The pointers can be extracted from the graph by stacking the alignment history from the final hidden state of the decoder. The alignment history is a TensorArray that we stack to produce a time major array - the discrete pointers are then the argmax over axis=2.

self.pointer_prob = tf.reshape(dec_state.alignment_history.stack(), [n_pointers, batch_size, seq_length])
self.pointers = tf.unstack(tf.argmax(self.pointer_prob, axis=2, output_type=tf.int32))
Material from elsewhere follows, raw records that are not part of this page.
PR #6660, opened 2026-09-15
Fix missing logic rule (static) analysis

sergei-maertens:
Was reported in person by Laurens - affects only main/our test env

**Changes**

The logic rule analysis handled the validation part, but didn't fully cover the assingment of each logic rule to the relevant form steps.

Added an assertion to existing tests to reproduce this & patched the code with some big implementation simplifications.

**Checklist**

- Impact on features

  - [x] Checked copying a form

- Dockerfile/scripts

- Commit hygiene

- Documentation


src/openforms/forms/api/v3/serializers/form.py
```diff
@@ -296,18 +294,15 @@ def _validate_and_process_logic_rules(
...
+            [FormLogic(**rule, form=form) for rule in logic_rules_raw]
         )
 
         try:
-            updated_rules_and_steps = analyze_rules(
-                form,
-                rules=list(temp_logic_rules.keys()),
-                first_step=first_step,
-            )
+            form.apply_logic_analysis()
```
vaszig, line 305: The same we do in the tests right?I missed that method in the model.

vaszig (approved):
Nice cleanup, thanks. 
I saw there are some e2e tests that use Form Logic configuration, maybe we should trigger these too in CI?

src/openforms/forms/api/v3/serializers/form.py
sergei-maertens: indeed - the method was originally made as it's an easy way to "fix" the logic setup in existing tests, but now we can actually use it in "production" mode too :)

PR #6662, opened 2026-09-15
Handle upload race condition in e2e tests

sergei-maertens:
There's a race condition between the upload completing and the browser 'user' clicking the next button. When the button is clicked before the upload is complete, a validation error is displayed and the button is then rendered as disabled, but by then playwright is already looking for the next button to click on the confirmation page which obviously does not exist.

You don't see this in the snapshots of the failing test because when the upload eventually completes, the validation errors are cleaned as well and the button is enabled again.

The patch ensures that we wait until the delete button is rendered for the uploaded file, which replaces the 'loading' spinner while the upload is in progress. It should be a reliable signal that the upload has completed.


vaszig (approved):

sergei-maertens:
Backports:

* stable/4.0.x: a8fcd7a3700ea3ceeb7fa9dda5eac51547186957
* stable/3.5.x: 48dbad75791552676f094977d1a89dc438ee8455

PR #6663, opened 2026-09-15
fix(theme): improve .btn-light contrast in dark mode

### LINKED ISSUE #6661: Copy/paste buttons background color is not compatible with dark mode
See screenshot:

Image

These copy-paste buttons have a `btn-light` class name which is fine in light mode, but in dark mode the contrast with the icon is almost absent and it stands out negatively.

Probably a theme-specific override for `btn-light` is appropriate, but a targeted override is also okay. Eventually we do want to get rid of bootstrap styling though.

nazasnow:
Fixes #6661

### Summary
- Overrides .btn-light in the dark theme mixin to use a dark background and high-contrast text.
- Fixes illegible copy/paste button contrast in dark mode.


sergei-maertens (approved):
Verified - looks much better now! Thanks for the contribution.

For future contributions it would be nice if you can follow the commit message format described in https://github.com/open-formulieren/open-forms/blob/main/CONTRIBUTING.md#making-the-changes, but allt he essential information is there so I'll merge this as-is.

PR #6670, opened 2026-09-16
Date/datetime/time cleanup - remove obsoleted properties & prevent a logic analysis crash

sergei-maertens:
Closes #6563

[skip: e2e] (final PR will not skip)

**Changes**

Initially in #6615 I had a diagnostic tool that was analyzing logic rules for "invalid" date/datetime/time value comparisons. That crashed on a broken logic action configuration in my local dev database, so I fixed it in the code. This fix is circumstantial.

The main body of this PR is removing the formio properties from test code and type annotations because they're no longer relevant - they existed only to accomodate flatpickr used in the date/datetime picker from formio.js, but since we removed that in favour of our own renderer, this configuration is effectively useless.

**Checklist**

- Impact on features

  - [x] Checked copying a form

- Dockerfile/scripts

- Commit hygiene

- Documentation


src/openforms/formio/tests/test_migration_converters.py
```diff
@@ -380,17 +379,6 @@ def test_empty_errors(self):
 
 
 class DatetimeTests(ParametrizedTestCase, SimpleTestCase):
-    def test_update(self):
```
vaszig, line 383: I don't remember this use case..haven't used that.

src/openforms/forms/models/logic.py
```diff
@@ -10,7 +10,7 @@
 
 from ordered_model.models import OrderedModel
 
-from openforms.forms.models import FormStep
+from openforms.forms.models import Form, FormStep
```
vaszig, line 13: I guess this could be a local import or is it on purpose?

vaszig (approved):

src/openforms/formio/tests/test_migration_converters.py
sergei-maertens: this was for an old formio library thing which is no longer relevant, something Silvia fixed at some point

src/openforms/forms/models/logic.py
sergei-maertens: yeah, looks like it could be not on purpose afaik!

I will not apply it in this PR though, since then I have to rebase 11 times again :sweat_smile: 

Can be picked up at some later point by anyone that stumbles on it :)

vaszig: Of course!Just asked to be sure there is not a specific reason

PR #6675, opened 2026-09-16
Date/datetime/time cleanup - ensure external date/datetime/times from prefill are normalized

sergei-maertens:
Closes #6563

**Changes**

If an external system still communicates empty dates/datetimes/times to us and that's used in prefill (of which we can't but assume that it works as expected right now), we should take care to transform that to `None` / `null` as that's how we model empty values.

I'm not really sure how necessary this is - normally I'd say this would be solved by the submission value variable `to_python` and `to_json` conversions, but the prefill mechanism works by directly assigning the retrieved value to the component `defaultValue` so I suspect those hooks never run.

[skip: e2e] (final PR in the stack will run them)

**Checklist**

- Impact on features

  - [x] Checked copying a form

- Dockerfile/scripts

- Commit hygiene

- Documentation


src/openforms/formio/tests/test_normalization.py
```diff
@@ -1,10 +1,13 @@
...
 
+from hypothesis import given, strategies as st
+from unittest_parametrize import ParametrizedTestCase, parametrize
+
 from ..service import normalize_value_for_component
 from ..typing import Component
 
 
-class NormalizationTests(SimpleTestCase):
+class NormalizationTests(ParametrizedTestCase, SimpleTestCase):
```
vaszig, line 10: I guess having the `ParametrizedTestCase` (which inherits `TestCase`) and the `SimpleTestCase` make sense somehow?We use it like a mixin?

vaszig (approved):

src/openforms/formio/tests/test_normalization.py
sergei-maertens: yeah it's supposed to be like this - this `ParametrizedTestCase` should probably have `Mixin` in the name but it's an external library...

It does some magic with test generation based on the decorators/parameters.

PR #6678, opened 2026-09-16
Date/datetime/time cleanup - add option for legacy behaviour to Generic JSON registration plugin

sergei-maertens:
Closes #6563

**Changes**

Updated the backend and UI to allow opt-in to the legacy behaviour during registration, for the generic JSON registration plugin.

In generic JSON, you already select which variables to register. Where the date, datetime and time type variables used to have an empty string as empty value, they now have `None`, and the plugin emits the values as they are.

The legacy option applies a post-processing step to convert that back to empty string, when enabled.

Additionally, a data migration enables this option for all existing forms/plugins.

During import, we don't apply this conversion - see commit message for the data migration for details.

[skip: e2e] (final PR in the stack will run them)

**Checklist**

- Impact on features

  - [x] Checked copying a form

- Dockerfile/scripts

- Commit hygiene

- Documentation


src/openforms/registrations/contrib/generic_json/config.py
```diff
@@ -78,3 +78,14 @@ class GenericJSONOptionsSerializer(JsonSchemaSerializerMixin, serializers.Serial
...
         ),
     )
+    # DeprecationWarning - remove in Open Forms 5.0, then always send 'null'.
+    use_empty_string_for_empty_datelike_variables = serializers.BooleanField(
+        label=_("Use empty string for empty date, datetime and time values"),
+        required=False,
+        default=False,
+        help_text=_(
+            "Legacy compatibility option - send empty values for date, datetime and "
+            "time components as empty string instead of 'null'. This option be removed "
```
vaszig:
```suggestion
            "time components as empty string instead of 'null'. This option will be removed "
```

src/openforms/registrations/contrib/generic_json/plugin.py
```diff
@@ -231,6 +237,7 @@ def process_component(
     attachments: dict[str, list[SubmissionFileAttachment]],
     current_data_path: str = "",
     transform_to_list: list[str] | None = None,
+    use_empty_string_for_empty_datelike_variables: bool = False,
```
vaszig, line 243: Can we add the variable to the doc string help texts?

vaszig (approved):

PR #6682, opened 2026-09-16
Date/datetime/time cleanup - apply `null` empty value to family members date of birth fields

sergei-maertens:
Closes #6563

**Changes**

While fixing up the variable code I stumbled on the family members components/prefill that also have an embedded date field.

Apparently, this can be empty when dealing with partial dates - but from the code I can only conclude that this doesn't work properly in 4.0 or older either, so the change to `null` actually comes at a good time?

Either way - those empty values are now always normalized to `null` rather than the empty string.

**Checklist**

- Impact on features

  - [x] Checked copying a form

- Dockerfile/scripts

- Commit hygiene

- Documentation


vaszig (approved):
After having reviewed the whole stack I am not convinced that this is a really helpful way to review that. A lot of files that have been already part of previous PRs are again present in the following ones. If I remember right when I base a branch on another one it contains only the new changes, anyway I am a bit confused concerning how this is working in github, so we can have a quick call (maybe the whole team) and give us a bit of explanation!

sergei-maertens:
> A lot of files that have been already part of previous PRs are again present in the following ones. 

I think this is just because of my mistake in forgetting to push a branch somewhere in the middle.

The PR from branch X to branch Y is the same if you use stacks or not, so with my mistake the reviewing experience would have been the same even if these PRs were not in a stack.

sergei-maertens:
Ran the failing e2e test on an in-development SDK branch with the latest renderer, it passes locally:

```
(open-forms) ➜  open-forms git:(cleanup/6563-handle-family-members-embedded-date-of-birth) runtests src -k test_optional_fields
Found 1 test(s).
Using existing test database for alias 'default'...
System check identified no issues (0 silenced).
.
Ran 1 test in 5.735s

OK
Preserving test database for alias 'default'...
```

So I expected backend CI to be green once the renderer is released and updated in the main branch of the SDK.

Issue #6692, opened 2026-09-18
JSON editor is very narrow


magdalena-source:
### Product versie / Product version

3.5.8

### Customer reference

SED 144

### Omschrijf het probleem / Describe the bug

The JSON editor for most components is very narrow. This affects for example field groups, text fields and radio components. The only component that displays the JSON interface correctly is the content field.

<img width="1335" height="769" alt="Image" src="https://github.com/user-attachments/assets/a7d947d4-0310-41b6-bf34-c5c04e9b53bf" />

### Verwacht gedrag / Expected behavior

This:
<img width="1335" height="769" alt="Image" src="https://github.com/user-attachments/assets/70af5bf4-a4de-4fb4-be6c-0cd4abad10a7" />

### Which renderer?

None

### Screen resolution

None

### Device

None

### OS

None

sergei-maertens:
Can't reproduce this in 4.0 or newer, so the workaround will be limited to 3.5.x :)

PR #6693, opened 2026-09-18
Workaround monaco height determination

sergei-maertens:
Closes #6692

Monaco seems to look at it's container height to set it's automatically calculated width/height, and something broken between 3.5.7 and 3.5.8.

I suspect it has something to do with the browserslist update, but haven't confirmed that yet, and rolling back to older browser version support is untenable anyway.

As a workaround, we can help in setting up a minimum block size/ height for monaco to operate it - if the JSON mode is activated, we now allow Monaco to take up 75% of the modal height, which keeps the save/cancel/remove buttons in view most of the time, and always in regular preview mode (non-json editor).

This doesn't appear broken on main, but it turns out that we are mixing monaco versions there now - 0.3.0 of our monaco-json-editor for the non formio-builder stuff, and 0.2.0 otherwise. That will be looked into separately.

[skip: e2e]

**Checklist**

- Impact on features

  - [x] Checked copying a form

- Dockerfile/scripts

- Commit hygiene

- Documentation


sergei-maertens:
I have no idea what exactly is causing this regression between 3.5.7 and 3.5.8 - it  works fine on 3.5.7, stable/4.0.x and main. I suspected it was something with postcss/browserlist dependencies that got updated, but 4.0.x has the same versions. It could still be some interaction with the formio css that got removed in 4.0.x that causes the issue not to present itself in later versions.

vaszig (approved):
As mentioned on slack, this is not easily reproduced, but applying that patch works too.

As opposed to a traditional seq2seq model, we do not calculate loss over the outputs, but over the values of the pointeres. Each pointer is a classification of n inputs, where n is the length of the input sequence, so we use cross entropy loss. The following averages the loss over the value of each pointer, and computes the fraction of samples for which every pointer matched its label in exact_match.

loss = tf.zeros(())
pointers = tf.unstack(self.pointer_prob)
labels = tf.unstack(self.pointer_labels, axis=1)

equal = []
for i in range(n_pointers):
    loss += tf.nn.sparse_softmax_cross_entropy_with_logits(labels=labels[i], logits=pointers[i])
    equal.append(tf.equal(self.pointers[i], labels[i]))
self.loss = tf.reduce_mean(loss)
self.correct = tf.cast(tf.stack(equal), tf.float32)
self.all_correct = tf.cast(tf.equal(tf.reduce_sum(self.correct, axis=0), n_pointers), tf.float32)
self.exact_match = tf.reduce_mean(self.all_correct)

We use Adam as our default optimizer.

with tf.variable_scope('training'):
   self.train_step = tf.train.AdamOptimizer(learning_rate).minimize(self.loss)

Performance

Our model achieves 100% test accuracy on this synthetic task.